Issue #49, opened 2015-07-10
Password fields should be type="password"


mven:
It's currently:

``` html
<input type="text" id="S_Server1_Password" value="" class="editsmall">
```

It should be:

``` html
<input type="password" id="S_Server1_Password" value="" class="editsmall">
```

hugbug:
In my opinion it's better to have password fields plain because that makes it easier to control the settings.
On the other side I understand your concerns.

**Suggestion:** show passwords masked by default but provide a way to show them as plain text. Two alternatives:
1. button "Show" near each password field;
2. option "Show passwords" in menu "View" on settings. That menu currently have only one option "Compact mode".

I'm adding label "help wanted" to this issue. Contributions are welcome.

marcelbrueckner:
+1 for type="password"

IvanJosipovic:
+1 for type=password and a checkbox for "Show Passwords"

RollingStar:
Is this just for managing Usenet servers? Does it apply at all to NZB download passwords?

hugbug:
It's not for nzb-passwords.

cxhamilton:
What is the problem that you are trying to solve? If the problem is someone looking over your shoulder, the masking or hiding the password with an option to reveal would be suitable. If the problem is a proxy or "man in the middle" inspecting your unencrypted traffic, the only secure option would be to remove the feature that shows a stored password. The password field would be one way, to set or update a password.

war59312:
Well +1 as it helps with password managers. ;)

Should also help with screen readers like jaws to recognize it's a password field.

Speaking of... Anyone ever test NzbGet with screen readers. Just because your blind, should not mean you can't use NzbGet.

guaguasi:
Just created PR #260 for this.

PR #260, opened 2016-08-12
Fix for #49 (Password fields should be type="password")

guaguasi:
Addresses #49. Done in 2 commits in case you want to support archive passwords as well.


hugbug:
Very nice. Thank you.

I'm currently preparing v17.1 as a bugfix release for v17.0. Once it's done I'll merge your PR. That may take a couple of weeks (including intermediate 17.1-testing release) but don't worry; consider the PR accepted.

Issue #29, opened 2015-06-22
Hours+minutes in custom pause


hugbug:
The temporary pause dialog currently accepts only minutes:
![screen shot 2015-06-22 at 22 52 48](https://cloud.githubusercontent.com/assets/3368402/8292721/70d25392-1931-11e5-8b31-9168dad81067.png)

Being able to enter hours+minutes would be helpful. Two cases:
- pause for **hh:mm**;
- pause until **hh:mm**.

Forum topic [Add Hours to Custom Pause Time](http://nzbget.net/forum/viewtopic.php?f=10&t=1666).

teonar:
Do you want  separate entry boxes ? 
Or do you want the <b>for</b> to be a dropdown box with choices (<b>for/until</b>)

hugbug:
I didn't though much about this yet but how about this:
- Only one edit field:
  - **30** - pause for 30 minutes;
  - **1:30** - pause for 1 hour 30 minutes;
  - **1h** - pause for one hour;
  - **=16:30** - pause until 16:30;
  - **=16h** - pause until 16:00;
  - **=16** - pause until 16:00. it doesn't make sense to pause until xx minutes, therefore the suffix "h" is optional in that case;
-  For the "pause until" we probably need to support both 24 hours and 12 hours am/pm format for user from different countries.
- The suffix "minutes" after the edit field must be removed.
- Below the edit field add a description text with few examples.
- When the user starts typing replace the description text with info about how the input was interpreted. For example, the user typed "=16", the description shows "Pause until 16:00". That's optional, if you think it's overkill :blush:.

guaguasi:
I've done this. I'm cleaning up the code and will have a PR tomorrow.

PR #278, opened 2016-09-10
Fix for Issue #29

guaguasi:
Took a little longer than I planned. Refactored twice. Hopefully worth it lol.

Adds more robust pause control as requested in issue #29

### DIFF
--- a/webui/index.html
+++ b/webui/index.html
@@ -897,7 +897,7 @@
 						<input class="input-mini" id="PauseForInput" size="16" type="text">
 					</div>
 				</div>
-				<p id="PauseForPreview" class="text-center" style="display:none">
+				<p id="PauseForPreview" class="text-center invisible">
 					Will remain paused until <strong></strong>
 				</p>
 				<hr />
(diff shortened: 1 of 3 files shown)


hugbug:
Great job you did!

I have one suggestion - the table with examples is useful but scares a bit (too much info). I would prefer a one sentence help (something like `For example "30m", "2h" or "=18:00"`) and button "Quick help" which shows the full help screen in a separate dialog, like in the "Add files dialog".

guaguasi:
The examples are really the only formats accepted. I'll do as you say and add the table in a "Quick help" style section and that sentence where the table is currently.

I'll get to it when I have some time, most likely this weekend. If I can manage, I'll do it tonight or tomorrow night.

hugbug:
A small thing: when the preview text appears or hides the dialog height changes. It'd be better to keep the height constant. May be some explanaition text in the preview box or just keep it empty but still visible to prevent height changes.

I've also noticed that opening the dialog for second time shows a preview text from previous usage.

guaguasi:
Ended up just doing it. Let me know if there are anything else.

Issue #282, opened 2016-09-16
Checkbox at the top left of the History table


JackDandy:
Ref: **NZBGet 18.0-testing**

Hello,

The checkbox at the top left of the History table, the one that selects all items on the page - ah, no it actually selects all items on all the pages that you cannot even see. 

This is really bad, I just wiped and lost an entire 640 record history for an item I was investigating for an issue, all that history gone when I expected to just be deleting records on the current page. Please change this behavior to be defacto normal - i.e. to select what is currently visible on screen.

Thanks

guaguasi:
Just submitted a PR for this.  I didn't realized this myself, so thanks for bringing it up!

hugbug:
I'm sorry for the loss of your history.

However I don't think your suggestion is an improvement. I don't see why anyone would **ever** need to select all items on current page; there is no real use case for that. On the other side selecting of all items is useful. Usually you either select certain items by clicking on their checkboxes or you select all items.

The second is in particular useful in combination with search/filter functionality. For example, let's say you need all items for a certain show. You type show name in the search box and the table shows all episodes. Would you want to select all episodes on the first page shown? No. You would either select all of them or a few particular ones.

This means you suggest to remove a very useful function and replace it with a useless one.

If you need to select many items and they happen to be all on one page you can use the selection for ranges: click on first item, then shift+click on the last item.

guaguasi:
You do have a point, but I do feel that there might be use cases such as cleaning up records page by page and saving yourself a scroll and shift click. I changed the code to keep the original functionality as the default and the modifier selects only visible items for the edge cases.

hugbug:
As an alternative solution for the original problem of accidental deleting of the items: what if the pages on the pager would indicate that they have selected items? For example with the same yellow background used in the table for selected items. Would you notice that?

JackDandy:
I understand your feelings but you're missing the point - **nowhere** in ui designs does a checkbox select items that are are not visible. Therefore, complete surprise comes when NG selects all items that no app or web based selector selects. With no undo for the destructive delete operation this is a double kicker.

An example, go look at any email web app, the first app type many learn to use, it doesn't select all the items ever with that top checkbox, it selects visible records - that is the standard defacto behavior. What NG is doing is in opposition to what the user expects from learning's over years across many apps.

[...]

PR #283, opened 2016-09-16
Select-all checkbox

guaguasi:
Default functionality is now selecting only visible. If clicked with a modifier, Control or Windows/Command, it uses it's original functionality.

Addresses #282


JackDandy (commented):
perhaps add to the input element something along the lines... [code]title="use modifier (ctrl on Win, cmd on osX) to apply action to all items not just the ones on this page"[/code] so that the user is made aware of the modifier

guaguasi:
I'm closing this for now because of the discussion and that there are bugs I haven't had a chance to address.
——————————
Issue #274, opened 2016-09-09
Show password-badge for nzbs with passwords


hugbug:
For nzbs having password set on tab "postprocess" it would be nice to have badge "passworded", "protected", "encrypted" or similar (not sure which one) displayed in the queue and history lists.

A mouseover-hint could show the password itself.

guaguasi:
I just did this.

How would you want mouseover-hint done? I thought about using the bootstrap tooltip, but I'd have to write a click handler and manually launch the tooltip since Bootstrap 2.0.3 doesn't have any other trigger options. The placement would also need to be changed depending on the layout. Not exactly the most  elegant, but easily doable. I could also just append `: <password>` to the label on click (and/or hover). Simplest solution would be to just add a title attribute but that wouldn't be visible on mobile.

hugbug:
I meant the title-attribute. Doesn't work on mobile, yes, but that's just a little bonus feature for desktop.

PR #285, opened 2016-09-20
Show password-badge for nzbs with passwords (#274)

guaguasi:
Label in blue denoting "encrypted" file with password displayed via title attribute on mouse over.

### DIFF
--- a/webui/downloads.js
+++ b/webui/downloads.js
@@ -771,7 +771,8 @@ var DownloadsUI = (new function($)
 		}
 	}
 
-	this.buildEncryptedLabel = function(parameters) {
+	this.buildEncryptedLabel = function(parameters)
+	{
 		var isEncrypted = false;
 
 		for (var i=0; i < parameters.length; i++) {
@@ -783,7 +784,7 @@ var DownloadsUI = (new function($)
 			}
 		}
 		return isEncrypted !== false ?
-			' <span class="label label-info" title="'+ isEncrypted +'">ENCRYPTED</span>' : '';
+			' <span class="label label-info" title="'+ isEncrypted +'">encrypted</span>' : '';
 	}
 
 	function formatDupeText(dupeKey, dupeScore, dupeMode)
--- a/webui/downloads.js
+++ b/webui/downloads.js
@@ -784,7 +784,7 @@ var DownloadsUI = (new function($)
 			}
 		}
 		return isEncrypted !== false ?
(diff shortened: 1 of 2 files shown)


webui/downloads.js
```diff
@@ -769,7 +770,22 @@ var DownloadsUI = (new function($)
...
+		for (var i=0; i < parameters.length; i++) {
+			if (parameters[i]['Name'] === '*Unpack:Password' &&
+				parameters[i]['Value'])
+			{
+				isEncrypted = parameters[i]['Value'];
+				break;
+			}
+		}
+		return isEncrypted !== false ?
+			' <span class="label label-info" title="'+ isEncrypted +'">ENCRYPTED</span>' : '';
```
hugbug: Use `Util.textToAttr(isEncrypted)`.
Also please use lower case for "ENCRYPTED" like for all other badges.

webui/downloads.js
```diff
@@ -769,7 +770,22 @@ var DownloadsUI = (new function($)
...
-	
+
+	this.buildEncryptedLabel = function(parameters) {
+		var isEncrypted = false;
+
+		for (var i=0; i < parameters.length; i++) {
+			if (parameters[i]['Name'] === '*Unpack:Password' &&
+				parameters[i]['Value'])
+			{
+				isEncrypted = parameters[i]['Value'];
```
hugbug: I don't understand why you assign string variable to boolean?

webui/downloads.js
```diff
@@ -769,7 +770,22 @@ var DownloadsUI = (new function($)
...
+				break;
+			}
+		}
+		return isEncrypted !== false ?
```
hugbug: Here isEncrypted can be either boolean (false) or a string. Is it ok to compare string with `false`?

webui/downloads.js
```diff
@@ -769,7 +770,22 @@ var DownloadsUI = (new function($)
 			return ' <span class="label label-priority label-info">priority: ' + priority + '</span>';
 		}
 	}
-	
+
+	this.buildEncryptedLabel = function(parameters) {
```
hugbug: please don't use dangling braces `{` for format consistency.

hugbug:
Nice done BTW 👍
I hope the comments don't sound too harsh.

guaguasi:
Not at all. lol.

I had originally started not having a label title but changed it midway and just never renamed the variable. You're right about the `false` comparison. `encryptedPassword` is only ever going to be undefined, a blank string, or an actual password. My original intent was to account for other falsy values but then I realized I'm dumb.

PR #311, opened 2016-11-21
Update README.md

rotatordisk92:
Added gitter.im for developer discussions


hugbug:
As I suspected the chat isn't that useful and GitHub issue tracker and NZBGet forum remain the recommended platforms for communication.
——————————
# What the task asks
Within the data above, the lines from the one with "Issue #49, opened 2015-07-10" to the one with "In my opinion" must be repeated exactly; no other line belongs in the answer.

# Result for this task
Issue #49, opened 2015-07-10
Password fields should be type="password"


mven:
It's currently:

``` html
<input type="text" id="S_Server1_Password" value="" class="editsmall">
```

It should be:

``` html
<input type="password" id="S_Server1_Password" value="" class="editsmall">
```

hugbug:
In my opinion it's better to have password fields plain because that makes it easier to control the settings.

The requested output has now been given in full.